For an example of fail-stalled being not only practical but preferred, consider tag-out locking systems (exclusive-access locks used to prevent machines from being turned on while maintenance is being performed on them.) If there was a digital lock of that type, you wouldn't want to ever automatically time it out. A human put that lock there, to keep them alive. They'll take it off when they're done. If you really suspect someone forgot to unlock the tag-out lock, you can always go and check with the lock's acquirer. But if you can't get in contact with them, you can't know that they don't still have their hands up in the gears of the machine. And in this case, failing to auto-restart the assembly line (until the "partition" is over and you can just ask the maintenance worker why they're still holding the lock) is worth much less than said maintenance worker's life.
I can't come up with a good reason as to why one would want to fail stalled. In what scenario would one want to have a distributed lock that fails in that way?
At our job someone decided to use a ready-to-use Go library which used Redis for distributed locking. But I found that it was broken by design and completely unreliable, and we had random transient errors stemming from it. It worked OK 99.9% the time, but once in a while we were getting inconsistent state in our application. The description initially made sense and the usage looked simple. It worked by a node creating a value with a TTL, which was used to make the lock auto-expire if a node crashed. If a node found that a value under the same name was already found in Redis, it would block. Since access to Redis is serialized, all such actions were basically atomic. The problem was due to the auto-expire feature. The TTL can expire while your code under the lock is scheduled out due to GC or waiting for I/O. So the lock that you held could be released basically at any point of execution while you were supposedly under the lock. Extending the lock's TTL after every line of code isn't practical and probably prone to race conditions anyway (and the library IIRC didn't provide a way to do it). I read there's a technique called token fencing but it requires additional changes to the way your shared resources are accessed which isn't always possible. I still don't know how to do distributed locks right and there seem to be many broken implementations in the wild.

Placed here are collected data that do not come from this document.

PR #906, opened 2023-11-23
Implement plugins loader to automagically add new ones

udgover:
This PR removes Celery code from taskmanager which is now part of taskscheduler. This was needed to prevent circular imports when loading plugins to generate the plugins list used by Celery.


tomchop (approved):
Looks great, thanks!

PR #908, opened 2023-11-23
Feat: Add ability to search by date

tomchop:


core/database_arango.py
```diff
@@ -670,6 +670,14 @@ def filter(
                 conditions.append(f"COUNT(FOR c IN o.context[*] FILTER REGEX_TEST(c.@arg{i}_key, @arg{i}_value) RETURN c) > 0")
                 aql_args[f'arg{i}_key'] = context_field
                 sorts.append(f"o.context[*].@arg{i}_key")
+            elif key == 'created':
+                operator = value[0]
+                if operator not in ['<', '>']:
+                    operator = '='
```
udgover, line 676: Does it handle `<=` or `>=`?

core/database_arango.py
```diff
@@ -710,6 +718,7 @@ def filter(
         else:
             aql_string += "\nRETURN o"
         aql_args["@collection"] = colname
+        print(aql_string, aql_args)
```
udgover, line 721: nit: use logging rather than print.

sebdraven (approved):

tests/apiv2/entities.py
```diff
@@ -66,6 +70,33 @@ def test_search_entities_subfields(self):
...
+        data = response.json()
+        self.assertEqual(response.status_code, 200, data)
+        self.assertEqual(len(data["entities"]), 1)
+        self.assertEqual(data["entities"][0]["name"], "ta1")
+        self.assertEqual(data["entities"][0]["type"], "threat-actor")
+
+        response = client.post(
+            "/api/v2/entities/search",
+            json={
+                "query": {"created": ">2020-01-03"},
```
udgover, line 90: How can you assert based on created query while it is not set in entity2 creation?

tests/schemas/entity.py
```diff
@@ -70,6 +70,22 @@ def test_filter_entities_regex(self):
         self.assertEqual(total, 1)
         self.assertEqual(entities[0], self.vuln1)
 
+    def test_filter_entities_time(self):
+        entities, total = Entity.filter({"created": "2020-01-01"})
```
udgover, line 74: Looking at this test, does it means from UI you have to type `created=2020-01-01` and so to use gt or lt you need to type `created=>2020-01-01` or `created=<2020-01-01`

core/database_arango.py
tomchop: Not in this case, it doesn't. I figure that for datetimes it's not that critical, since frmo what I tested it still goes down to the second on both sides to do the comparison (so `>2020-01-01` will give you everything after `2020-01-01T00:00:00`, which will also include 2020-01-01. You can fill in whatever kind of time you want as long as it's ISO-ish

core/database_arango.py
tomchop: Oops, debug print leftover. Good catch!

tests/apiv2/entities.py
tomchop: entity2 will be crated with a default of now(), so it should be caught here. I'll add a comment to the test so it's clearer. Thanks!

tests/schemas/entity.py
tomchop: That's correct. Happy to revisit it if you think it's not intuitive enough. doing `created>2020-01-01` implies some more complex changes to the way we parse the query in the UI. Not impossible to do, but much more complex.

tests/apiv2/entities.py
tomchop: entity2 will be crated with a default of now(), so it should be caught here. I'll add a comment to the test so it's clearer. Thanks!

udgover (approved):
LGTM!

PR #914, opened 2023-11-30
Added source context to feeds where it was missing

benmontour:
Some of the feeds were missing a source being defined in their context. Made it hard to identify what feed a potentially bad observable was originating from. I have gone through and added the source field to each of the feed scripts I could find where it was missing. Black also adjusted the formatting on the imports automatically. If you'd like me to remove that formatting I can change back and resubmit.


tomchop:
This is awesome, thanks a lot!

sebdraven:
Thanks a lot !

PR #922, opened 2023-12-01
Update observable.py

sebdraven:


core/schemas/observable.py
```diff
@@ -89,7 +89,7 @@ def add_text(cls, text: str, tags: list[str] = []) -> "Observable":
         return observable
 
     def add_context(
-        self, source: str, context: dict, skip_compare: set = set()
+        self, source: str, context: dict={}, skip_compare: set = set()
     ) -> "Observable":
         """Adds context to an observable."""
         compare_fields = set(context.keys()) - skip_compare - {"source"}
```
tomchop, line 95:
```suggestion
        self, source: str, context: dict | None = None, skip_compare: set = set()
    ) -> "Observable":
        """Adds context to an observable."""
        if not context:
            context = {}
        compare_fields = set(context.keys()) - skip_compare - {"source"}
```

(see [this post](https://stackoverflow.com/questions/26320899/why-is-the-empty-dictionary-a-dangerous-default-value-in-python) as to why leaving as-is is dangerous)

tomchop: Should we also rename the `context` parameter to `extra_context`?

tomchop (changes requested):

So Redis isn't really a distributed locking system. The locks are all managed by a central, non-distributed server: Redis. But this kind of lock is useful too. One nice approach to handling crashes in a system like this is to use the idea of fate sharing [1]: you upper-bound the lifetime of a held lock by the lifetime of the TCP connection it was taken on. When the connection goes, the lock is auto-released. To support this, Redis would have to have some kind of EXPIRE_ON_DISCONNECT command - I don't know if it does or not.
The idea of fate sharing is very general and useful: you can, for example, introduce reconnectable sessions, and attach shared state to those, which gets you transport-independence and the ability to recover from transport failure.
[1] Clark, David D. “The Design Philosophy of the DARPA Internet Protocols.” ACM SIGCOMM Computer Communication Review 18, no. 4 (August 1988): 106–14. https://doi.org/10.1145/52325.52336.
Yes, absolutely! The caveats are relevant to distributed locking, though: sharding would help scale out a locking system horizontally, but each subset of keyspace would still be a non-distributed locking service. Primary-secondary replication doesn't (as far as I can tell!) offer the necessary invariants to act as a locking service - at least, not when employing the straightforward technique GP mentions.
Which I guess is to say: what difference is there between a lease with an infinite timeout unless manually returned, and a "lock"?
Certainly the system deadlocks under partition but I'm not sure why that makes this "impossible".